This project does a classification task focused on predicting the quality of red wine based on various features. Here's a brief overview of the steps in the code:
-
Data Import and Exploration:
- The code starts by importing necessary libraries such as NumPy, Matplotlib, Pandas, and Seaborn.
- It reads a dataset ("winequality-red.csv") into a Pandas DataFrame and prints the first few rows of the dataset.
-
Data Analysis:
- It visualizes the distribution of features using box plots.
-
Data Preprocessing:
- It creates a new binary target variable, 'goodquality,' where wines with a quality score of 7 or higher are labeled as 1, and others are labeled as 0.

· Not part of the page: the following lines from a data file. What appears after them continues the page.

PR #4608, opened 2024-09-16
Map editor fix event regressions

godric3:
Fixed two regressions from recent PRs:
 - map editor event from didn't supported 8th creature in town (resulted in crash of editor)
 - events didn't appeared because of broken saving of affected players (was recently changed to std::set)

There is still problem that creatures from town event are not added to town... works in 1.5.7

### DIFF
--- a/mapeditor/inspector/towneventdialog.cpp
+++ b/mapeditor/inspector/towneventdialog.cpp
@@ -13,6 +13,7 @@
 #include "towneventdialog.h"
 #include "ui_towneventdialog.h"
 #include "mapeditorroles.h"
+#include "../mapsettings/eventsettings.h"
 #include "../../lib/entities/building/CBuilding.h"
 #include "../../lib/entities/faction/CTownHandler.h"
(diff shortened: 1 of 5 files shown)


mapeditor/inspector/towneventdialog.cpp
```diff
@@ -213,12 +214,12 @@ void TownEventDialog::on_TownEventDialog_finished(int result)
...
 QVariant TownEventDialog::playersToVariant()
 {
-	int players = 0;
+	QVariantList players;
 	for (int i = 0; i < ui->playersAffected->count(); ++i)
 	{
 		auto * item = ui->playersAffected->item(i);
 		if (item->checkState() == Qt::Checked)
-			players |= 1 << i;
+			players.push_back(QString::fromStdString(PlayerColor(i).toString()));
```
kambala-decapitator, line 222: QString construction is copy-pasted multiple times, deserves a helper function

kambala-decapitator (approved):

PR #4615, opened 2024-09-17
Block ability to move on adventure map when holding shift

dydzio0614:
When creating path before holding shift key, and then clicking path end with shift it was possible to move hero, which is undesired. This PR fixes that behavior.


kambala-decapitator:
why was it merged into beta? Will we have 1.5.8?

dydzio0614:
Maybe, so merging to beta does not hurt - this fix is wanted by pvp players

IvanSavenko:
Ah, haven't noticed beta.
Not sure about 1.5.8. Most likely - not. But pvp players can use daily beta build with this fix

PR #4616, opened 2024-09-17
show creature level

### LINKED ISSUE #4600: QOL UI feature - Show tier of the unit
**Describe your proposal**
VCMI is cool for casuals like me and my friends because it shows some more information that new players don't know. I suggest to print stars to determine tier of the unit when right clicking on them on adventure map, so it's a little bit easier to determine the power and value of the creature.
I know there is threat level implemented, but it's not always accurate.

Mockup
tiers

Laserlicht:
Fixes #4600

Make sense for me, when playing many mod towns.

grafik

### DIFF
--- a/Mods/vcmi/config/vcmi/english.json
+++ b/Mods/vcmi/config/vcmi/english.json
@@ -12,7 +12,7 @@
 	"vcmi.adventureMap.monsterThreat.levels.9"  : "Overpowering",
 	"vcmi.adventureMap.monsterThreat.levels.10" : "Deadly",
 	"vcmi.adventureMap.monsterThreat.levels.11" : "Impossible",
-	"vcmi.adventureMap.monsterLevel.title"     : "\n\nLevel: ",
+	"vcmi.adventureMap.monsterLevel"            : "\n\n%TOWN unit of level %LEVEL",
 
 	"vcmi.adventureMap.confirmRestartGame"               : "Are you sure you want to restart the game?",
 	"vcmi.adventureMap.noTownWithMarket"                 : "There are no available marketplaces!",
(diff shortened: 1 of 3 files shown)


dydzio0614:
did you check if this does not destroy layout when using vision spell?

Laserlicht:
> did you check if this does not destroy layout when using vision spell?

grafik

misiokles:
...and it is possible to add creatures' rank with stack experience module on?
For example
Few Firebirds
Level: 1 (Rank: 3)

krs0:
Another important information I miss...is it ranged or not. Or is it a spellcaster, or unit speed/initiative.

All this info could be covered if we could have a modal with all creature info, including abilities.

DjWarmonger:
Please rename it to "tier", which is more precise.

Laserlicht:
> Please rename it to "tier", which is more precise.

Can do it. But will be a little bit inconsistent to codebase.

IvanSavenko:
> Please rename it to "tier", which is more precise.

H3 always uses term 'level' here. For example:
> "{Head of Legion} This item, when equipped by a hero in a town, increases the growth of your 6th level units (in that town) by 1 per week.",

Perhaps instead we can use something like "Fortress unit of level 1"? Should be more clear that this is unit tier and will also tell its faction (might be useful info for new units)

kdmcser:
in Chinese, a better translation for Fortress unit of level 1 is 要塞(Fortress)1级(level)生物(unit)，so it is better to make translator can determine the positions of faction string and level number.

Laserlicht:
grafik

krs0:
Stronghold unit of Level 1...

Level 1 Stronghold unit, to me would sound more natural.

IvanSavenko:
> Level 1 Stronghold unit

Yeah, that probably sounds better.

Laserlicht:
> > Level 1 Stronghold unit
> 
> Yeah, that probably sounds better.

Done

PR #4627, opened 2024-09-19
avoid warnings if not installed chronicles

Laserlicht:


launcher/modManager/chroniclesextractor.cpp
```diff
@@ -106,6 +106,18 @@ void ChroniclesExtractor::createBaseMod() const
 		{ "author", "3DO" },
 		{ "version", "1.0" },
 		{ "contact", "vcmi.eu" },
+		{ "heroes", QJsonArray({"config/heroes/portraitsChronicles.json"}) },
```
IvanSavenko, line 109: Might still result in warnings if player installs only some of 8 chronicles

Laserlicht: It doesn't. Every chronicle campaign contains all tarnum portraits.

PR #4629, opened 2024-09-20
Update swedish.ts

XCOM-HUB:
@Fabrice-TIERCELIN

### DIFF
--- a/launcher/translation/swedish.ts
+++ b/launcher/translation/swedish.ts
@@ -11,7 +11,7 @@
     <message>
         <location filename="../aboutProject/aboutproject_moc.ui" line="29"/>
         <source>Have a question? Found a bug? Want to help? Join us!</source>
-        <translation type="unfinished">Har du något som är svår att förstå? Har du hittat ett fel eller ett annat problem? Behöver du hjälp? Förena oss i samma grupp!</translation>
+        <translation type="unfinished">Har du en fråga? Hittat en bugg? Vill du hjälpa till? Anslut dig till oss!</translation>
     </message>
     <message>
         <location filename="../aboutProject/aboutproject_moc.ui" line="36"/>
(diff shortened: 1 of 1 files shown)


launcher/translation/swedish.ts
```diff
@@ -1241,13 +1240,13 @@ Heroes® of Might and Magic® III HD stöds för närvarande inte!</translation>
     </message>
     <message>
         <location filename="../firstLaunch/firstlaunch_moc.cpp" line="330"/>
-        <source>File cannot opened</source>
+        <source>File cannot be opened</source>
```
Fabrice-TIERCELIN, line 1243: @XCOM-HUB, thank you for fixing the original mistakes but it won't work doing so. This text must perfectly match the source code so it will just not be translated (and it's also the wrong typo that will appear). It should be fixed by the developers in the source code and then be fixed in all the translation files. Have you done this at other locations?

Fabrice-TIERCELIN (changes requested):
@XCOM-HUB, tell us all the source captions you have fixed

launcher/translation/swedish.ts
XCOM-HUB: I have only done it here. Can you give me the URL for the other location so I can fix it?

XCOM-HUB:
> @XCOM-HUB, tell us all the source captions you have fixed

I also capitalized the P in row number 353: <source>please upgrade mod</source>

launcher/translation/swedish.ts
XCOM-HUB: @Fabrice-TIERCELIN 

I also made a slight change on row/line 353 (capitalized the first letter 'p' - <source>Please upgrade mod</source>

Fabrice-TIERCELIN:
OK, @XCOM-HUB, I have those locations in memory. I will fix it in a further PR.

@IvanSavenko, it's OK for me.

- It separates the feature variables (X) from the target variable ('goodquality').
-
Model Training:
- It uses an Extra Trees Classifier to determine the importance scores of each feature.
- It splits the dataset into training and testing sets.
- It trains several classification models, including Logistic Regression, K-Nearest Neighbors, Support Vector Classifier, Decision Tree, Gaussian Naive Bayes, Random Forest, and XGBoost.
- The accuracy scores of each model on the test set are printed.
-
Model Comparison:
- The accuracy scores of each model are summarized in a DataFrame ('results').
-
Results Display:
- The final DataFrame ('result_df') is created to display and compare the accuracy scores of different models in descending order.
In summary, the project aims to compare the performance of various classification algorithms in predicting whether a red wine is of good quality based on its features. The models are trained, and their accuracy scores are presented in a tabular format for easy comparison.